-- Task data follows --
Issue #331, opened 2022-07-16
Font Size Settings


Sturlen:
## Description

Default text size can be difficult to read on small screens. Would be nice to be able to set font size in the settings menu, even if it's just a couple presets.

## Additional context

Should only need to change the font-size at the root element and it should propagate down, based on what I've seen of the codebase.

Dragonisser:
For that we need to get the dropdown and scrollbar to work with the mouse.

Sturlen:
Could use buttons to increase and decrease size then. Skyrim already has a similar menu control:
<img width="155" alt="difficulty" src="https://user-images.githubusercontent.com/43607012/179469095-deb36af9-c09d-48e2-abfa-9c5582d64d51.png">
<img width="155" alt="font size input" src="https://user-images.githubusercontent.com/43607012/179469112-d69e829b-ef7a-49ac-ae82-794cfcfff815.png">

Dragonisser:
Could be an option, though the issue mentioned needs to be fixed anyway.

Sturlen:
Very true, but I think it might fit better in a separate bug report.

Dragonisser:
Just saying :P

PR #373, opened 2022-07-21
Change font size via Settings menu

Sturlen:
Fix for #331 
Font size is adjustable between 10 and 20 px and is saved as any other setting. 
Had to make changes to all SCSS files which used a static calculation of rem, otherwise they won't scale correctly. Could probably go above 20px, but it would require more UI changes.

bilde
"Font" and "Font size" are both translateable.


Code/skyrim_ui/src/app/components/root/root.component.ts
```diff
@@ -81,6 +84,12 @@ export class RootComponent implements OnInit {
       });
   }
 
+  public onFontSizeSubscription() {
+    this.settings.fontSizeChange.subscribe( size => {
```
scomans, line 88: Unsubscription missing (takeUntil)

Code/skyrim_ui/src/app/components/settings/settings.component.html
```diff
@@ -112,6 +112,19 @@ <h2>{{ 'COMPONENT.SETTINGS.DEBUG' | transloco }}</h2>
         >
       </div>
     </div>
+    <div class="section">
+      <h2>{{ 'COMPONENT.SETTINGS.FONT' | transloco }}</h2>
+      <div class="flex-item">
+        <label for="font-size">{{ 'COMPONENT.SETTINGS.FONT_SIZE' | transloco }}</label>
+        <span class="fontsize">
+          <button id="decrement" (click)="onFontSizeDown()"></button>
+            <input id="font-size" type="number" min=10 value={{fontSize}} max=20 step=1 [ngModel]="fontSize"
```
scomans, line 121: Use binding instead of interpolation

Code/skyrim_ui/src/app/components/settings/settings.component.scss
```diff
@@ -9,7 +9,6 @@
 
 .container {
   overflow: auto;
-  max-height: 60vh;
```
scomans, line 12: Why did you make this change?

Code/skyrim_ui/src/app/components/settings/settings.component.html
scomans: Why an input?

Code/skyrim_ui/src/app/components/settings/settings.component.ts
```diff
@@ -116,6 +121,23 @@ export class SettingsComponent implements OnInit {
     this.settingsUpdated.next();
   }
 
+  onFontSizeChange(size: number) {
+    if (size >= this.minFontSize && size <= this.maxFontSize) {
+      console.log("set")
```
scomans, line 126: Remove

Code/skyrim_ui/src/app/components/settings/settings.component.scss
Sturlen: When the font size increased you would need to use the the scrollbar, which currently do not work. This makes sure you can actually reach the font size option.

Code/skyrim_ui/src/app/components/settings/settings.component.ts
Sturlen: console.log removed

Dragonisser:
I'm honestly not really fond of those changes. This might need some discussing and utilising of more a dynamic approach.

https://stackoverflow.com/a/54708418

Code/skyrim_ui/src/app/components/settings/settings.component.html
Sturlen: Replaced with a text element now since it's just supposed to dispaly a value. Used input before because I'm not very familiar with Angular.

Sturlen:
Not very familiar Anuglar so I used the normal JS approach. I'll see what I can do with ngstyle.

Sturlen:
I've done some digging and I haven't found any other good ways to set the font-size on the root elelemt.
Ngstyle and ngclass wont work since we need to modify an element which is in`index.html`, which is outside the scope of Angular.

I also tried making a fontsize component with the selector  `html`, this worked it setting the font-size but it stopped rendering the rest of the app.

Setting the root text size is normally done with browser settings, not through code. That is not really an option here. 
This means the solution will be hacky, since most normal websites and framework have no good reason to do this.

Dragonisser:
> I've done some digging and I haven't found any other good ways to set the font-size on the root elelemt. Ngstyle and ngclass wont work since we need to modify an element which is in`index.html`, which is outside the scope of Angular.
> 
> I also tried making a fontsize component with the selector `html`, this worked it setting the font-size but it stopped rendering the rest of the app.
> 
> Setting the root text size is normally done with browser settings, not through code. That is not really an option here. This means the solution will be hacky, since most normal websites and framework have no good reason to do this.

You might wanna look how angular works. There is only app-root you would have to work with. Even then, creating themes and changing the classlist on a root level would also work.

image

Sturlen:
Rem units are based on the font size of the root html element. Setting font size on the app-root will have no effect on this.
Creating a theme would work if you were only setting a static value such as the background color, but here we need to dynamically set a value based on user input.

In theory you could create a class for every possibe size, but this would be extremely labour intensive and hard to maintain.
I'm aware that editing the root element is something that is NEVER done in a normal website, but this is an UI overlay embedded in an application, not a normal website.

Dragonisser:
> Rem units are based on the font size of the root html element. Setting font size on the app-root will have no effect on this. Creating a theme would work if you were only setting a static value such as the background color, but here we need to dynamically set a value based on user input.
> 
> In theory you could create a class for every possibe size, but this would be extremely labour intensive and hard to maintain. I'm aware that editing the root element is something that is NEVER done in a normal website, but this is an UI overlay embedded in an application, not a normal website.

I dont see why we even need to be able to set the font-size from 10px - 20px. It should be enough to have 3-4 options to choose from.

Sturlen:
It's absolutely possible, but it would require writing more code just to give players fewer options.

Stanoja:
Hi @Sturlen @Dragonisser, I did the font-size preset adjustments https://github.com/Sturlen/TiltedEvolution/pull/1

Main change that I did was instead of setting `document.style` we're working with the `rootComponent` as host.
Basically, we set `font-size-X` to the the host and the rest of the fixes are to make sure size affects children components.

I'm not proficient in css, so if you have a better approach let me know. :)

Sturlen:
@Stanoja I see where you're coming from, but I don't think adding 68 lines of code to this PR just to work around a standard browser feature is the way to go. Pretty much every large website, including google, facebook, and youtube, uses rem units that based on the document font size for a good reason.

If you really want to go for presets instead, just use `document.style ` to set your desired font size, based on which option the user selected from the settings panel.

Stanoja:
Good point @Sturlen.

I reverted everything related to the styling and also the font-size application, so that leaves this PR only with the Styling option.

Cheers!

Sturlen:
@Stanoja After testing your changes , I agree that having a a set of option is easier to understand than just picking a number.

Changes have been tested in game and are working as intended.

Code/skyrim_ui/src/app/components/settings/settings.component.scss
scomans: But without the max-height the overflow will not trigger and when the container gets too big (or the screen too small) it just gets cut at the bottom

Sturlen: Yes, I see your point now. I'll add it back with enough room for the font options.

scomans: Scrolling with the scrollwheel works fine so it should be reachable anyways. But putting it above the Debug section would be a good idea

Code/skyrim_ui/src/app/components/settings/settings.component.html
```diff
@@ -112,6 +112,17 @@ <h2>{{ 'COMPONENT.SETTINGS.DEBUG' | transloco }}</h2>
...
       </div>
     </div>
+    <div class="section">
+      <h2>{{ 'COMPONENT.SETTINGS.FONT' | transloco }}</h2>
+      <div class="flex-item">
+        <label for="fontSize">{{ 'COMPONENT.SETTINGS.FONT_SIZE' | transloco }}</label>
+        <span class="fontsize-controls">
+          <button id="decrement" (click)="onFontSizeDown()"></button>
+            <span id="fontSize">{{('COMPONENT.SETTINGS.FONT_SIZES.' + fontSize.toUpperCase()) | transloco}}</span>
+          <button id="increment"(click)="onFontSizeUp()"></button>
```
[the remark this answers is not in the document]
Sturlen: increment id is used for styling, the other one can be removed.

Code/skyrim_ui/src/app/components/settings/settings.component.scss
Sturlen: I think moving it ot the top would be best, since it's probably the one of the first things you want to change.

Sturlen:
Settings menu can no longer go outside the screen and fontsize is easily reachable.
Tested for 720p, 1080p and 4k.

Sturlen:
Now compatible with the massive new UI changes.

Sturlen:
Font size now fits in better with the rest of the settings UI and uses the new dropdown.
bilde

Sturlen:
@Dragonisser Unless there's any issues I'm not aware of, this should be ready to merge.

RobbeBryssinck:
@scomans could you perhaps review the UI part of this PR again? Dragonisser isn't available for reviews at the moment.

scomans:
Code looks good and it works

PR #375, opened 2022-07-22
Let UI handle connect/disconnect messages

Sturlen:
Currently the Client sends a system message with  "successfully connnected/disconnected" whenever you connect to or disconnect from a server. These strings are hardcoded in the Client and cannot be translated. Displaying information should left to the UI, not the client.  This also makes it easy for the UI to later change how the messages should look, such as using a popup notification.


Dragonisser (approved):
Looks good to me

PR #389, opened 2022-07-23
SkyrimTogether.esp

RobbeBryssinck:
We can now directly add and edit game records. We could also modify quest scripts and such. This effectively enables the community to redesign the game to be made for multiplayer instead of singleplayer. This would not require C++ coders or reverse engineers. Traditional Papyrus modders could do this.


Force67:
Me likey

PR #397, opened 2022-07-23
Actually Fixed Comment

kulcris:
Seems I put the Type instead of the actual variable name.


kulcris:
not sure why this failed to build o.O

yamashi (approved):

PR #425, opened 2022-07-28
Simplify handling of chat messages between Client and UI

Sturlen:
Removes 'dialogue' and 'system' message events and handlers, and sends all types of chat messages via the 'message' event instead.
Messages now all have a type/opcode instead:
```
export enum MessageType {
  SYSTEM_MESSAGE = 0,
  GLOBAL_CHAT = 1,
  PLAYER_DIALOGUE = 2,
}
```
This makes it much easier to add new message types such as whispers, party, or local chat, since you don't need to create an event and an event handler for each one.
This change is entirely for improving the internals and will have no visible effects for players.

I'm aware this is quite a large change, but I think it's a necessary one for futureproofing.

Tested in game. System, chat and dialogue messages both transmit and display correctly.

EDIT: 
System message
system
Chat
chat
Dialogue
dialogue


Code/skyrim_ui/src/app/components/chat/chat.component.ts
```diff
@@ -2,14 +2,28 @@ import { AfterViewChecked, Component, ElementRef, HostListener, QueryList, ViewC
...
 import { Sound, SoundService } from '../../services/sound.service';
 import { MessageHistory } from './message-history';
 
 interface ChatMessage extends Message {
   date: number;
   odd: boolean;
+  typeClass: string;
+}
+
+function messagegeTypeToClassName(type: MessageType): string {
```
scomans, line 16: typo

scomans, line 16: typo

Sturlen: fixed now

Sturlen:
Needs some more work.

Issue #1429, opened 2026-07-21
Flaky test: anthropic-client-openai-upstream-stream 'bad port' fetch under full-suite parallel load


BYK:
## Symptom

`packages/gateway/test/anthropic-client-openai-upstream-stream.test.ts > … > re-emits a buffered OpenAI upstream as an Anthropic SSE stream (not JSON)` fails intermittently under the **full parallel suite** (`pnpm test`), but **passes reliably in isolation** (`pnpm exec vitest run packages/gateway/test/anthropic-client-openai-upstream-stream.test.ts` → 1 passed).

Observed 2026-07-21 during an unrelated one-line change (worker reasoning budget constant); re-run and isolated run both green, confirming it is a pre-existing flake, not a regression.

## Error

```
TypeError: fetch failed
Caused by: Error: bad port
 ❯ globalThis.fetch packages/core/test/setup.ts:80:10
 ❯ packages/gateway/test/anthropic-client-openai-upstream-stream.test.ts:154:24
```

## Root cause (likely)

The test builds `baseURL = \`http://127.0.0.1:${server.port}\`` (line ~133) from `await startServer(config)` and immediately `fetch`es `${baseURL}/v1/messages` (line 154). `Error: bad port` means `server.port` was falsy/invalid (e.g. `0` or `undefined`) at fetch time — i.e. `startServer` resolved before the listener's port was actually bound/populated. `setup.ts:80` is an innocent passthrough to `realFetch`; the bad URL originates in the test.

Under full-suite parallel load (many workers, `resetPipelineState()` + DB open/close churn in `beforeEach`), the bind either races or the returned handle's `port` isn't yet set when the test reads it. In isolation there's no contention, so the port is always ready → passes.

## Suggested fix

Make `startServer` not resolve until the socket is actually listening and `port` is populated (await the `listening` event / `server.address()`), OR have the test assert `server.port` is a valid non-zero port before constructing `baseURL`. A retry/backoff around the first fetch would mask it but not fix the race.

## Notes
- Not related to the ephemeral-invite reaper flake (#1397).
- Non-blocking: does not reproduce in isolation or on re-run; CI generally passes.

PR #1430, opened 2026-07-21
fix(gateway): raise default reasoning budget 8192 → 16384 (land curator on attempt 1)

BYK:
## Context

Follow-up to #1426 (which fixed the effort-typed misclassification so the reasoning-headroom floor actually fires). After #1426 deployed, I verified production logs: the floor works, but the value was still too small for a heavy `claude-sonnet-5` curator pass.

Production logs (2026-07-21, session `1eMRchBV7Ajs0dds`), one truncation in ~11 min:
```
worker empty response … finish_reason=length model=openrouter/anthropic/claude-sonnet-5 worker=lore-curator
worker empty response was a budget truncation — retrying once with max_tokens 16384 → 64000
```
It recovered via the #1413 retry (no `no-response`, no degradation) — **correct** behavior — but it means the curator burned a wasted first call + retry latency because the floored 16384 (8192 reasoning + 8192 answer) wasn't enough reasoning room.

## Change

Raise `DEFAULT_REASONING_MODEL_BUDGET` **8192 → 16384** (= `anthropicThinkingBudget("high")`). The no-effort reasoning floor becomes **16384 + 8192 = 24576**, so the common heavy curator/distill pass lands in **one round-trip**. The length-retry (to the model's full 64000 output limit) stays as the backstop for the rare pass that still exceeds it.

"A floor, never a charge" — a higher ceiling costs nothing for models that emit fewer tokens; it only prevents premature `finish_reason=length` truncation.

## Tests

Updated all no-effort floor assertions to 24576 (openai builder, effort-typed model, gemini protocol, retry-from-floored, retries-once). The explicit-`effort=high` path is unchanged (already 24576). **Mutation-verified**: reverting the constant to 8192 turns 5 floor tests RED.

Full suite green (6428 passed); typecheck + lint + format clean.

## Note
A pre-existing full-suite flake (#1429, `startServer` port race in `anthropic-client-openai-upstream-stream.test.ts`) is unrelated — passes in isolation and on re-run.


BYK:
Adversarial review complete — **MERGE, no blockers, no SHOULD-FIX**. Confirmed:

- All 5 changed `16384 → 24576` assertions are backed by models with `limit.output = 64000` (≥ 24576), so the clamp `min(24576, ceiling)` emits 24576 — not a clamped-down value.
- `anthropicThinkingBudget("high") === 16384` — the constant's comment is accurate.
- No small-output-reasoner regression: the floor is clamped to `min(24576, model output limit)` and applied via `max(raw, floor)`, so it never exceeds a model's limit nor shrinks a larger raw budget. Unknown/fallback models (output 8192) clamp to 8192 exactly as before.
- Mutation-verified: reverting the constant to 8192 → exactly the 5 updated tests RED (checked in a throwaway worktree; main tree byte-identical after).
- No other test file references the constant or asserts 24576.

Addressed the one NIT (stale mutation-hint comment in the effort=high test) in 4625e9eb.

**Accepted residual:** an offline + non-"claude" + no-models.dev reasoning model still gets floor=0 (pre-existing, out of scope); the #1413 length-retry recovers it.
-- Task data concluded --
■ What needs to be done
Looking at the records, state how many lines contain "height" and write nothing besides that number.

■ Response to this task
2